I have been dying to send U a Destro avatar. U gotta do it!


----------



## Guest (Jun 7, 2006)

My username is actually my nickname i've had since I was 5. MASER stands for micrawave amplified stimulated emission radiation. I was called that by my big brother and his friends because I used to like to play around with our micrwave oven. I used to love to put all sorts of weird shit in there. My favorite was putting in some of my action figures and then putting metal around them. Steel or iron worked best. Looked so cool.


----------



## propellerhead (May 19, 2006)

It's the old school term for computer geek, before "geek" was widely used. I started using it on computer hardware forums, then on Ford Truck forums, then on Ford Mustang forums, and now on gun forums.


----------



## rfawcs (Feb 11, 2006)

When I was in the Navy, the two-letter abbreviation for my rating was AW; a Senior Chief AW was AWCS. Maintenance people in the squadrons had a habit of referring to AW's as "those f---ing AW's". Before I retired, a Senior Chief friend (AWCS) had personalized car plates made up as "FAWCS". So, when I retired, my plates read "RFAWCS". :-D


----------



## Guest (Jun 7, 2006)

rfawcs said:


> When I was in the Navy, the two-letter abbreviation for my rating was AW; a Senior Chief AW was AWCS. Maintenance people in the squadrons had a habit of referring to AW's as "those f---ing AW's". Before I retired, a Senior Chief friend (AWCS) had personalized car plates made up as "FAWCS". So, when I retired, my plates read "RFAWCS". :-D


 :-D


----------



## Method (May 6, 2006)

Shipwreck said:


> This used to be my avatar on sites a long time ago - Remember him, U children of the 80's?


GI JOOOOOOOOEE!!!!!!!


----------



## Method (May 6, 2006)

js said:


> Method said:
> 
> 
> > Method is my online internet gaming handle. I've had it for over 3 years. 8)
> ...


Medal of Honor: Allied Assault and the expansion packs
Teams played with....

|[tnp]| - take no prisoners
e2 - end effect
[BoRo] - brothers on a rampaging onslaught
[email protected] - ....rat, lol.

&

Call of Duty - original

e2 - end effect

I played competitively in leagues and such the whole time I played those games. It was getting to the point where it was taking up to much of my time, because I let it. I had to take an extended break and I haven't gone back yet. My team, end-effect e2, which I had started back in MOHAA is still playing COD2 very much today and is actually leading their division in CALeague..... www.caleague.com under the "COD2" section.

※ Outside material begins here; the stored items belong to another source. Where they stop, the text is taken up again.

PR #4795, opened 2022-06-17
[wasm] Disable get mac address in wasm.

### LINKED ISSUE #4798: [wasm] Generate device or browser unique id
When BOINC client runs on Desktop, it generates a unique device id even if Data folder was removed between runs. This helps to avoid device duplicates on user profile page.
This behavior is achieved by reading device MAC address.

For WASM hardware identifiers could not be read.

There should be implemented some functionality to generate unique id for device (or at least browser) from JS code.

Ref: https://github.com/fingerprintjs/fingerprintjs

talregev:
Disable get mac address in wasm.

After the change we have some progress in client on the web:

```
17-Jun-2022 06:33:17 [---] cc_config.xml not found - using defaults
17-Jun-2022 06:33:17 [---] Starting BOINC client version 7.21.0 for i686-pc-linux-gnu
17-Jun-2022 06:33:17 [---] This a development version of BOINC and may not function properly
17-Jun-2022 06:33:17 [---] log flags: file_xfer, sched_ops, task
17-Jun-2022 06:33:17 [---] Libraries: libcurl/7.83.1-DEV OpenSSL/3.0.3 zlib/1.2.12
17-Jun-2022 06:33:17 [---] Data directory: /
17-Jun-2022 06:33:17 [---] No usable GPUs found
17-Jun-2022 06:33:17 [---] Creating new client state file
17-Jun-2022 06:33:17 [---] Host name: emscripten
17-Jun-2022 06:33:17 [---] Processor: 1 WASM WASM
17-Jun-2022 06:33:17 [---] Processor features: 
17-Jun-2022 06:33:17 [---] OS: Emscripten: 3.1.13
17-Jun-2022 06:33:17 [---] Memory: 16.00 MB physical, 0 bytes virtual
17-Jun-2022 06:33:17 [---] Disk: 3.81 GB total, 1.91 GB free
17-Jun-2022 06:33:17 [---] Local time is UTC +3 hours
17-Jun-2022 06:33:17 [---] No general preferences found - using defaults
17-Jun-2022 06:33:17 [---] Preferences:
17-Jun-2022 06:33:17 [---]    max memory usage when active: 8.00 MB
17-Jun-2022 06:33:17 [---]    max memory usage when idle: 14.40 MB
17-Jun-2022 06:33:17 [---]    max disk usage: 1.81 GB
17-Jun-2022 06:33:17 [---]    don't use GPU while active
17-Jun-2022 06:33:17 [---]    suspend work if non-BOINC CPU load exceeds 25%
17-Jun-2022 06:33:17 [---]    (to change preferences, visit a project web site or select Preferences in the Manager)
17-Jun-2022 06:33:17 [---] Setting up project and slot directories
17-Jun-2022 06:33:17 [---] Checking active tasks
17-Jun-2022 06:33:17 [---] Setting up GUI RPC socket
17-Jun-2022 06:33:46 [---] GUI RPC listen failed: -1
```

image

Implement unique user device id in js
fixed #4798

### DIFF
--- a/client/hostinfo_network.cpp
+++ b/client/hostinfo_network.cpp
@@ -57,6 +57,27 @@
 
 #include "hostinfo.h"
 
+#if WASM
+    #include <emscripten.h>
+#endif
+
+#if WASM
+    // unique user device in js.
+    EM_JS(int, get_uuid, (char* buf), {
+        const fpPromise = import('https://openfpcdn.io/fingerprintjs/v3').then(FingerprintJS => FingerprintJS.load());
+
+        // Get the visitor identifier when you need it.
+        fpPromise.then(fp => fp.get()).then(result => {
+                // This is the visitor identifier:
+                const visitorId = result.visitorId;
+                for (let i = 0; i < visitorId.length; i++) {
+                    buf[i] = visitorId[i];
+                }
+        });
+        return 0;
+    });
+#endif
+
 // get domain name and IP address of this host
 // Android: if domain_name is empty, set it to android_xxxxxxxx
 //
@@ -145,11 +166,16 @@ void HOST_INFO::generate_host_cpid() {
     char buf[256+MAXPATHLEN];
     char dir[MAXPATHLEN];
 
+#if WASM
+    // unique user device in js.
+    retval = get_uuid(buf);
+#else
     // if a MAC address is available, compute an ID based on it;
     // this has the advantage of stability
     // (a given host will get the same ID each time BOINC is reinstalled)
     //
     retval = get_mac_address(buf);
+#endif
     if (retval) {
         make_random_string("", host_cpid);
         return;


talregev:
@AenBleidd Ready for review.

AenBleidd (approved):

talregev:
> Ok, so the results of wasm testing are next:
- Chrome and Edge on the same system give different IDs - PASSED
- ID is the same after browser restart - PASSED
- ID is the same after browser restart with cookies and cache clean-up - PASSED
- ID is the same on two VMs running in parallel (same configuration, different instances) - FAILED

> Not sure we can do anything with the last test case, so for now it's fine.

@AenBleidd

CharlieFenton:
Did you confirm that you get different IDs on two different but identical computers running the same browser?

AenBleidd:
> Did you confirm that you get different IDs on two different but identical computers running the same browser?

@CharlieFenton, thank you for your question.

Unfortunately, if I create a VM and run two instances in parallel (the the only difference is IP/MAC address), these two instances have the same ID.

For now this is fine. If this will be an issue in future - it could be revisited.
Currently we're just exploring is it really possible/reasonable to run BOINC in browser.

I haven't gone back because I'm working with my dad and going to school. I have a great opportunity right now and I'm young so I want to make the best of it. I've been wanting to get back into it for a while now, hopefully I'll build a new computer with the money that I've been saving. I just don't know right now.

Yea, didn't mean to give you my life story....but then again, I don't know how long you've been gaming and you might recognize that team.


----------



## hberttmank (May 5, 2006)

H berttman K I likes my H&Ks.


----------



## Guest (Jun 7, 2006)

*Means I used to be....*

*former Dustoff pilot...flew slicks (UH1-D) while on a 2 year vacation in Southeast Asia in the 60's.*


----------



## DennyCrane (May 11, 2006)

*Re: Means I used to be....*



Dustoff '68 said:


> *former Dustoff pilot...flew slicks (UH1-D) while on a 2 year vacation in Southeast Asia in the 60's.*


That sounds very cool! 8)


----------



## -gunut- (May 8, 2006)

My name is simply gun nut. So yeah...it is not 50 cent's band :lol:


----------



## Charlie (May 13, 2006)

Charlie = Charlie (that way I can remember it....most of the time) :-D


----------



## Shipwreck (Jan 26, 2006)

Charlie said:


> Charlie = Charlie (that way I can remember it....most of the time) :-D


Charlie could mean so many things :lol: :lol: :lol: :lol: :lol: :lol:


----------



## Destro (May 9, 2006)

> I have been dying to send U a Destro avatar. U gotta do it!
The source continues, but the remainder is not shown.